Modernization of Science and the Catholic Church — a brief overview
The sixteenth and seventeenth centuries marked the beginning of a slowly emerging period of attempted (and arguably successful) modernization, influenced by scientists and philosophers who challenged the doctrinal dogma imposed by the Catholic Church over one and a half millennia earlier. The doctrines levied by the dogmatic power structure set a traditional tone that was not quickly challenged by individuals, or communities, with revolutionary ideas. Regardless of the title applied to the period, shifting from the old way of thinking to considering new possibilities became increasingly consistent. While the acceptability of particular theories varied, the modernizer’s impact was forever made and indeed transcended society’s perception of science and thinking beyond the confines of what was deemed socially acceptable.
In the early seventeenth century, modernizers, including Descartes and Galileo, sought to challenge the ancient Aristotelean authority methods. Descartes went so far as to offer his writings to Jesuits in La Flèche “to persuade the [faculty] to use his writings as part of their teaching curriculum.” He dreamt of “replacing Aristotle as the master of philosophy,” challenging the traditional institution norms that placed Aristotle first and foremost in their cannon. Likewise, Galileo’s “militant” attack on Aristotlean theories added significance to the pursuit against traditionalist forces in the education systems. Nevertheless, these intellectual giants were not alone in their assault on the old-school reasoning, as “attacks on the Aristotelianism of the schools…had become so frequent by the early seventeenth century [that the assault] produced a fearsome armoury of argumentative weapons (82).”
Such overt attempts to challenge traditionalism were not only an attack on education systems but also a partial, indirect attack against the Catholic Church’s authority (since the Church theologians saw value in Aristotelian metaphysics, most notably with Saint Thomas Aquinas).

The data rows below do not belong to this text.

PR #1958, opened 2022-04-04
ci(connector-fabric): include endpoints in the fuzzer tests 

### LINKED ISSUE #1952: ci(connector-fabric): include endpoints in the fuzzer tests
This is a follow-up/improvement on top of what we added for fixing https://github.com/hyperledger/cactus/issues/495

The current fuzzing only verifies that the API server's own endpoints are secure
but we should do the same thing for each REST endpoint that is provided by each
of the plugins.
In the scope of this task the Fabric connector plugin's endpoint's should be covered.

The way to do this is to update the current fuzzing test to install the Fabric
connector into the API server and then also update the fuzzer configuration to
include the URL paths of those endpoints so that they get tested by the fuzzer.

See the workflow yaml file `.github/workflows/.dast-nuclei-cmd-api-server.yaml`
on the details about how the fuzzing test works. This is the file where you'll
have to add the URL paths of the Connector connector plugin as well.
The above file (`.github/workflows/.dast-nuclei-cmd-api-server.yaml`) is also the
place where you can modify the configuration of the API server instance to include
the Fabric connector plugin.

jagpreetsinghsasan:
# Commit to be reviewed
ci(connector-fabric): include endpoints in the fuzzer tests

    Primary changes
    ----------------------
    1. Updated the gitworkflow to include the fabric connector plugin endpoint
    2. Updated the fabric connector plugin README.md for minor fixes

Fixes #1952

### DIFF
--- a/.github/workflows/.dast-nuclei-cmd-api-server.yaml
+++ b/.github/workflows/.dast-nuclei-cmd-api-server.yaml
@@ -41,6 +41,11 @@ jobs:
           echo https://localhost:4000/api/v1/plugins/@hyperledger/cactus-plugin-consortium-manual/node/jws >> urls.txt
           echo https://localhost:4000/api/v1/plugins/@hyperledger/cactus-plugin-consortium-manual/consortium/jws >> urls.txt
           echo https://localhost:4000/api/v1/plugins/@hyperledger/cactus-plugin-consortium-manual/get-prometheus-exporter-metrics >> urls.txt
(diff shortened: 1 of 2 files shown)


takeutak (approved):

petermetz (approved):

jagpreetsinghsasan:
The semantic pull request check seems to be stuck.
@petermetz do I need to make a force push again for it to re-do?

petermetz:
> The semantic pull request check seems to be stuck. @petermetz do I need to make a force push again for it to re-do?

@jagpreetsinghsasan I'm working on a fix. In the meantime just to unblock us I disabled the need for the semantic PR check to pass.

PR #208, opened 2018-06-10
Deployed the smart-contracts for rinkeby beta

ritave:
Also tagged the version as protocol@v0-rinkeby.

No further deploys of (Newsroom) contracts should happen before we're ready to change the protocol.

When merged, a new core release should happen and the major version be frozen until we're ready to change protocol


nickreynolds:
can we actually remove the changes to the tcr contracts? doesn't seem like any reason to update them

ritave:
Doesn't seem necessary anymore

PR #212, opened 2018-06-13
add name change, support usernames if get function supplied

walfly:


packages/newsroom-manager/src/CompleteYourProfile.tsx
```diff
@@ -17,15 +17,16 @@ import { connect, DispatchProp } from "react-redux";
...
+import { NewsroomUser } from "./NewsroomUser";
 
 export interface CompleteYourProfileComponentExternalProps extends StepProps {
   address?: EthAddress;
 }
 
 export interface CompleteYourProfileComponentProps extends StepProps {
-  owners: EthAddress[];
-  editors: EthAddress[];
+  owners: Array<{ address: EthAddress; name?: string }>;
```
am9u: Do we need to start thinking about other structured data fields for Newsroom users, ie Bio, Twitter handle, whatever else?

Or is that stuff going to be addressed as part of The Charter conversation?

FWIW, the designs have UI elements for Newsroom User data points like the one's mentioned above.

https://consensys.invisionapp.com/d/main#/console/14237549/300540757/preview

walfly: :punting:

PR #214, opened 2018-06-15
Network Check

nickreynolds:
- Continously poll for network changes and subscribe to changes. 
- When network changes, clear almost all of redux store and restart subscriptions. 
- Add error bar when not on rinkeby.

### DIFF
--- a/packages/core/src/utils/ethapi.ts
+++ b/packages/core/src/utils/ethapi.ts
@@ -76,7 +76,7 @@ export class EthApi extends Events {
 
   public networkPing = (): void => {
     this.setNetwork(this.web3.version.network);
-  }
+  };
 
   public get networkId(): string {
     return this.currentNetwork;
@@ -85,6 +85,12 @@ export class EthApi extends Events {
   public cancelAccountPing(): void {
     if (interval) {
       clearInterval(interval);
+    }
+  }
+
+  public cancelNetworkPing(): void {
+    if (networkInterval) {
+      clearInterval(networkInterval);
     }
   }
 
@@ -264,5 +270,5 @@ export class EthApi extends Events {
       this.currentNetwork = newNetwork;
       this.emit("networkSet");
     }
-  }
+  };
 }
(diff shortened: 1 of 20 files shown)


packages/core/src/utils/ethapi.ts
```diff
@@ -250,4 +264,11 @@ export class EthApi extends Events {
       this.emit("accountSet");
     }
   };
+
+  private setNetwork = (newNetwork: string): void => {
+    if (newNetwork !== this.currentNetwork) {
+      this.currentNetwork = newNetwork;
+      this.emit("networkSet");
```
walfly: should this emit the network id? `this.emit("networkSet", {networkId: newNetwork})`

packages/dapp/src/reducers/index.ts
```diff
@@ -36,13 +36,21 @@ import {
...
 import { ui } from "./ui";
 import { Set, List, Map } from "immutable";
 import { TimestampedEvent, WrappedChallengeData, UserChallengeData, EthAddress } from "@joincivil/core";
 import { currentUserNewsrooms } from "./newsrooms";
 import { newsrooms, NewsroomState, newsroomUi, newsroomUsers } from "@joincivil/newsroom-manager";
+import { networkActions } from "../actionCreators/network";
 
 export interface State {
+  networkDependent: NetworkDependentState;
+  network: string;
```
walfly: I'd probably put network in the ui reducer but either work

packages/dapp/src/reducers/index.ts
```diff
@@ -117,5 +124,17 @@ export default combineReducers({
   challengeUserData,
   appealChallengeUserData,
   government,
+});
+
+const networkDependent = (state: any, action: AnyAction) => {
+  if (action.type === networkActions.SET_NETWORK) {
+    return networkDependentReducers(undefined, action);
```
walfly: why does this need undefined passed in

nickreynolds: that's what the example I looked up said to do to reset state

packages/core/src/utils/ethapi.ts
nickreynolds: It doesn't really matter, you have immediate access to it anyways. I left this out for now but if we want to add it later should be fine.

PR #215, opened 2018-06-19
sign and recover personal messages

walfly:


walfly:
@nickreynolds @ritave updated

PR #218, opened 2018-06-19
Add Progress Bar Countdown Timer component for Listing Detail pages

am9u:
- Refactor `PhaseCountdown` into `TextCountdownTimer` and a higher-order
component that encapsulates the countdown state logic
- Build out `ProgressBarCountdownTimer` component


packages/components/src/PhaseCountdown/index.tsx
```diff
@@ -0,0 +1,55 @@
...
+import { ProgressBarCountdownTimerComponent } from "./ProgressBarCountdownTimer";
+import * as React from "react";
+
+const connectCountdownTimer = () => <TCountdownTimerProps extends CountdownTimerProps>(
+  CountdownTimerComponent:
+    | React.ComponentClass<TCountdownTimerProps & InjectedCountdownTimerProps>
+    | React.StatelessComponent<TCountdownTimerProps & InjectedCountdownTimerProps>,
+) => {
+  return class HOCountdownTimerContainer extends React.Component<TCountdownTimerProps, CountdownTimerState> {
+    public _timer: number | undefined;
```
nickreynolds: any reason why this is prefixed with an underscore? also it could probably be `public timer?: number` right?

PR #221, opened 2018-06-20
Button / TransactionButton component style updates

am9u:
- Add DarkButton
- Add Inverted and Dark TransactionButton styles
- Add support for custom pre/post transtions AOP methods to
TransactionButton

### DIFF
--- a/packages/components/src/Button.tsx
+++ b/packages/components/src/Button.tsx
@@ -101,7 +101,7 @@ export const SecondaryButton = BaseButton.extend`
   background-color: ${colors.basic.WHITE};
   color: ${colors.accent.CIVIL_GRAY_2};
   border: 1px solid ${colors.accent.CIVIL_GRAY_3};
-  &.active {
+  &:hover {
     background-color: ${colors.accent.CIVIL_BLUE};
     border: 1px solid ${colors.accent.CIVIL_BLUE};
     color: ${colors.basic.WHITE};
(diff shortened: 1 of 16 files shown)


packages/components/src/TransactionButton.tsx
```diff
@@ -72,6 +73,37 @@ export class TransactionButtonNoModal extends React.Component<TransactionButtonP
   }
 
   public render(): JSX.Element {
+    if (this.props.style && this.props.style === "inverted") {
```
walfly: should this be a switch? or assign a variable like `Button` to the button component you want.

```
let Button: StyledComponentClass;
if (whatever condition) {
  Button = DarkButton;
}
return <Buton {...props}/>;
```

packages/components/src/TransactionButton.tsx
```diff
@@ -72,14 +73,29 @@ export class TransactionButtonNoModal extends React.Component<TransactionButtonP
   }
 
   public render(): JSX.Element {
+    let StyledButton;
```
am9u: Ok, I ended up taking both of your suggestions @walfly.  Thx, it def looks more readable.

packages/components/src/Button.tsx
```diff
@@ -113,6 +113,22 @@ export const SecondaryButton = BaseButton.extend`
...
+  &.active {
+    background-color: ${colors.accent.CIVIL_GRAY_1};
+    border: 1px solid ${colors.accent.CIVIL_GRAY_1};
+    color: ${colors.basic.WHITE};
+  }
+  &.active {
+    background-color: ${colors.accent.CIVIL_GRAY_1};
+    border: 1px solid ${colors.accent.CIVIL_GRAY_1};
+    color: ${colors.basic.WHITE};
+  }
```
sruddy: Should the second `&.active` be a different state? I see it happens on `SecondaryButton` also.

am9u: Ah, good catch. I was copy-pasta-ing those definitions from `SecondaryButton`, but my guess is that they're supposed to be `:hover` definitions in there. I'm updating with that assumption, and we can address further if the design team has feedback.

PR #223, opened 2018-06-20
Transaction Button Fix

nickreynolds:
- reset state of transaction button if transaction has error of some kind
- https://app.clubhouse.io/civil/story/1298/dapp-transaction-button-gets-into-bad-state-when-transaction-fails-or-is-canceled
- https://app.clubhouse.io/civil/story/1299/transaction-button-releases-when-you-reject

### DIFF
--- a/packages/components/src/TransactionButton.tsx
+++ b/packages/components/src/TransactionButton.tsx
@@ -129,6 +129,7 @@ export class TransactionButtonNoModal extends React.Component<TransactionButtonP
         return this.executeTransactions(transactions);
       } catch (err) {
         if (currTransaction.handleTransactionError) {
+          this.setState({ step: 0, disableButton: false });
           setImmediate(() => currTransaction.handleTransactionError!(err));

However, the offense was not directed at the Church. Theologians and the clerical hierarchy saw partial merit in Aristotelian reasoning and other metaphysics that did not reconcile well with Christian teachings and doctrine.
The partial saving grace for Descartes came with his active use and “getting inside the mind of God” applied in his theories. He specifically challenged the institutional structure of the academy. While challenging the concept of God accepted by the masses at the time, Descartes used the abstraction of God for his thought experiments, which helped to be less provocative when faced with the power of the Catholic Church. In his famous work, he leads the reader along a developed logical track of truths that the reader would be convicted of if paying attention. The philosopher questioned everything, realizing that there was nothing that was not possible to be challenged, including mathematics. Descartes stopped upon realizing that because he thinks, he exists: I think therefore I am.
In one sense, the Catholic order would not have been triggered by this rebellious act because Descartes validated the power and “perfection of God (84)” lending to the readers, and Catholic church officials, to feel less threatened. However, the centralized power structure would have felt challenged in that the guarantor of truth was no longer the Catholic power structure, the keeper of God’s order, but a man who was subservient to God. However, with the actions of Martin Luther initiating the Catholic reformation almost one hundred years before Descartes’s provocative works, Descartes had some momentum to build on and was far from a central target.
Academia was more impacted than the Catholic Church threatened by Descartes’s philosophical foundation and his reexamination of science with the same principles, following “hard on the heels of [his] metaphysical argument.” Between Descartes and the Aristotelian institution, “the existence in a body of sensory qualities such as colour or temperature constituted a particularly crucial point of contention (85).” Descartes’s purpose was ultimately “to provide philosophical underpinning for his physico-mathematical corpuscularism,” which would be a “comprehensive natural philosophy capable (in principle) of explaining everything (86).” With his thinking path to arrive at truths laid out, he could logically refute Aristotelian concepts of how the world worked.
Other modernizers, including Galileo, also pushed forward, challenging the ancient academic structures of science. In his work Dialogo, he had “considered why, if the earth spins on its axis, objects on its surface do not fly off, much as they will from a potter’s wheel.” The question and realization by Galileo inspired Newton, who pondered “what the centrifugal force at the earth’s surface would be (159)” considering the mathematical relationship with the phenomena that Galileo had discovered. In addition to Newton’s influence by Galileo, “Descartes’s much-criticized rules of motion and collision…formed the background to Newton’s work (160).”
While there were individual players, including natural philosophers, scientists, and thinkers alike, the most provoking quality of the sixteenth and seventeenth-century modernizers was their collective effort to not only work alone to overthrow the status quo but that their efforts fed each other and helped make the new direction much more straightforward for society. While Galileo was directly persecuted for his works and contributions by the inquisition, his momentum and the notable works of Descartes and later Newton, among others, propelled the rest of the movement forward, transforming the traditionalist academic institutions forever.
Source:
Dear, Peter. Revolutionizing the Sciences: European Knowledge and Its Ambitions 1500–1700. Second ed., Princeton University Press, 2009.